The problem started with the commercialization of forests. Roads were hastily built for extracting trees, minerals and profits from forests as efficiently as possible with little regard for the impact they would have on the landscape, wildlife and people of the future. They were not built to last.

“We borrowed against the future, and now we’ve got to pay,” Werntz said.

Today, the Forest Service must manage thousands of miles of gravel and dirt roads prone to washout, collapse, bridge failures or other disrepair. The maintenance and supervision of these road systems puts a heavy burden on agencies already constrained by tight budgets.

In the Cascades more than 8,000 miles of road wind through the Okanogan-Wenatchee National Forest and nearly 2,400 miles cross the Mt. Baker-Snoqualmie National Forest. While some roads carry people to trailheads, campsites or hunting or angling spots, much of this road system today serves little purpose. By 2015, the USFS aims to create an updateable motorized map, informing recreational users where they are permitted to drive and what roads are open.

But closing a road is more complicated than simply putting up a fence. Road restoration can range from simply stabilizing the roadbed and deterring future public use to fully re-sloping and replanting the former road to blend back naturally into the surrounding landscape.  It takes planning, skilled labor and expensive machinery to do this work. Community input and involvement from recreationists must be rigorous to ensure access remains for prized trailheads and other sites important for experiencing our shared natural heritage.

Despite this community decision making, some people feel they have a right to unfettered motorized access, including on forest roads and trails slated for restoration that are redundant with other roads or posing significant risks to resources that are best addressed through their removal. Through our monitoring staff and interns have found it is not uncommon to come back a year later and find that ATV or ORV riders have illegally reclaimed a closed road, or have built a new trail going right around a locked gate or the boulders meant to limit damaging intrusion.  Additionally new user-created routes are routinely created on our national forests stemming from existing roads.

“It can often be a very principled fight, mile by mile,” says Watkins. She emphasizes that Conservation Northwest isn’t seeking to close all forest roads or prevent sensible motorized or recreation access. It’s the unnecessary and unsustainable roads, as well as those that are preventing wildlife from having adequate habitat on the landscape, that the group seeks to limit use or restore to a natural state. And it’s the unregulated, damaging and irresponsible motorized use they aim to reduce.

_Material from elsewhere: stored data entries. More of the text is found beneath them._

PR #197, opened 2021-08-20
Add `DecodedFeedResponse` type definition

balanza:
#### Motivation and Context

When dealing with a query with more than a result, we need to get access to results' metadata such as `hasMoreResults` and `continuationToken`. Cosmosdb's SDK provide such informations in its [`FeedResponse` response object](https://github.com/Azure/azure-sdk-for-js/blob/e823b26f4600a698eb1c06f48da9b780fb2331a7/sdk/cosmosdb/cosmos/src/request/FeedResponse.ts#L6); so far, we decided to strip metadata off the results, so to have a cleaner data structure (see [here](https://github.com/pagopa/io-functions-commons/blob/0785e81b4aba3e00e37936cacba5305b133cdc08/src/utils/cosmosdb_model.ts#L261)).

We are now going back on this decision, having query results to come with their metadata. `DecodedFeedResponse` is an interface that mimics `FeedResponse` in naming, but adds a couple of features:
* resources type is enforced through validation
* the result set is an array, thus more convenient to handle in map/reduce pipelines (just as it is now)
* consistency between `hasMoreResults` and `continuationToken` in enforced, that is we have no `continuationToken` when `hasMoreResults=false` and viceversa

The introduced interface is not implemented yet.

##### Usage
```ts
public getQueryIterator(
    query: string | SqlQuerySpec,
    options?: FeedOptions
  ): AsyncIterable<DecodedFeedResponse<TR>> {
    const iterator = this.container.items
      .query(query, options)
      .getAsyncIterator();
    return mapAsyncIterable(iterator, feedResponse =>
      feedResponse.resources.map(e => ({
        ...(typeof feedResponse.continuationToken === "string"
          ? {
              continuationToken: feedResponse.continuationToken,
              hasMoreResults: true
            }
          : { continuationToken: undefined, hasMoreResults: false }),
        resource: this.retrievedItemT.decode(e)
      }))
    );
  }
```

#### List of Changes

* Add `DecodedFeedResponse` type definition

The definition hasn't been used yet

#### Types of changes

#### Checklist:

### DIFF
--- a/src/utils/cosmosdb_model.ts
+++ b/src/utils/cosmosdb_model.ts
@@ -142,6 +142,18 @@ const wrapCreate = <TN, TR>(
 };
 
 /**
+ * Define a FeedResponse in which the type fof the resource is strictly enforced through validation
+ */
+export type DecodedFeedResponse<TResource> = ReadonlyArray<
+  {
+    readonly resource: t.Validation<TResource>;
+  } & (
+    | { readonly hasMoreResults: true; readonly continuationToken: string }
+    | { readonly hasMoreResults: false; readonly continuationToken: undefined }
+  )
+>;
+
+/**
  * A persisted data model backed by a CosmosDB client: this base class
  * abstracts the semantics of the CosmosDB API, by providing the shared code
  * for persisting, retrieving and updating a document model.


michaeldisaro (approved):
LGTM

The group’s Forest Field Program fights for conservation and restoration, but the public has a role as well. The USFS oversees large projects that change the landscape over thousands of acres and, according to Wooten, the public should know how and when they can participate in public comment sessions. Conservation Northwest’s membership and WILD NW activist base gives them the power to voice forest concerns and to enact change during public hearings, but individuals should also stand up for their favorite mushroom and berry patches, hunting spots and hiking trails, and even the forest roads they depend on for access. This information helps guide the work of Conservation Northwest and the planning of the USFS and district managers.

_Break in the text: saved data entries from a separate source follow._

PR #205, opened 2021-09-03
[#IP-362] Added openapi pagination

michaeldisaro:
#### List of Changes

Changed openapi spec for PaginatedResponse to add actual pagination fields.
Added openapi spec for EnrichedMessage and relative Collection to allow for content enrichment.

#### Motivation and Context

These changes are required for messages pagination and enrichment with content.

* yarn build
* yarn test

#### Types of changes

#### Checklist:

### DIFF
--- a/openapi/definitions.yaml
+++ b/openapi/definitions.yaml
@@ -367,7 +367,7 @@ PaginationResponse:
       example: "first_id_of_the_page"
     next:
       type: string
-      description: Contains a value usefull to get the next page
+      description: Contains a value useful to get the next page
       example: "last_id_of_the_page"
 CreatedMessageWithoutContentCollection:
   description: A collection of messages
--- a/openapi/definitions.yaml
+++ b/openapi/definitions.yaml
@@ -247,6 +247,30 @@ CreatedMessageWithoutContent:
     - fiscal_code
     - created_at
     - sender_service_id
+EnrichedMessage:
+  type: object
+  properties:
+    id:
+      type: string
+    fiscal_code:
+      $ref: "#/FiscalCode"
+    time_to_live:
+      $ref: "#/TimeToLiveSeconds"
+    created_at:
+      $ref: "#/Timestamp"
+    sender_service_id:
+      $ref: "#/ServiceId"
+    service_name:
+      type: string
+    organization_name:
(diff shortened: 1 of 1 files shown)


openapi/definitions.yaml
```diff
@@ -333,13 +357,18 @@ PaginationResponse:
       minimum: 1
       description: Number of items returned for each page.
       example: 2
+    hasMoreResults:
+      type: boolean
+      description: This value indicates if there are more results.
+      example: true
+    prev:
+      type: string
+      description: Contains a value usefull to get the previous page
```
AleDore, line 366:
```suggestion
      description: Contains a value useful to get the previous page
```

openapi/definitions.yaml
```diff
@@ -333,13 +357,18 @@ PaginationResponse:
...
+      example: "first_id_of_the_page"
     next:
       type: string
-      description: |-
-        Contains an URL to GET the next results page in the
-        retrieved collection of items.
-      format: uri
-      example: https://example.com/?p=0XXX2
+      description: Contains a value usefull to get the next page
```
AleDore, line 370:
```suggestion
      description: Contains a value useful to get the next page
```

openapi/definitions.yaml
```diff
@@ -247,6 +247,30 @@ CreatedMessageWithoutContent:
...
+    created_at:
+      $ref: "#/Timestamp"
+    sender_service_id:
+      $ref: "#/ServiceId"
+    service_name:
+      type: string
+    organization_name:
+      type: string
+    message_title:
+      type: string
```
AleDore, line 268: I'm thinking about these attributes. Because of retro-compatibility maybe we should keep them optional, but over the last API version these values are always present AFAIK. What do you think about?

michaeldisaro: These attributes will be updated according to rollout. In future I think we'll have also to get rid of PaginatedEnrichedMessageCollection and related models, and maybe also EnrichedMessages, to embrace a new more clear unified model. I would keep them optional until we will get rid of the path param that says to enrich content or not.
When content will be enriched by default, we could make them required.

AleDore (approved):
LGTM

Getting out and experience our public forests is equally important. The forest team believes that understanding, appreciating and celebrating our forests is one of the keys to saving them. Wooten’s house is near a 1,200 acre public forest which he knows intimately. He believes a tighter connection between the public, especially the youth, and the forests will foster progress and support the program’s work. Every day, he makes time to “recharge his batteries” and reconnect with the forests that he works to protect. It is his answer to the apathy that sometimes surrounds national forest management: get out, enjoy the landscape and give back to the wild places you enjoy.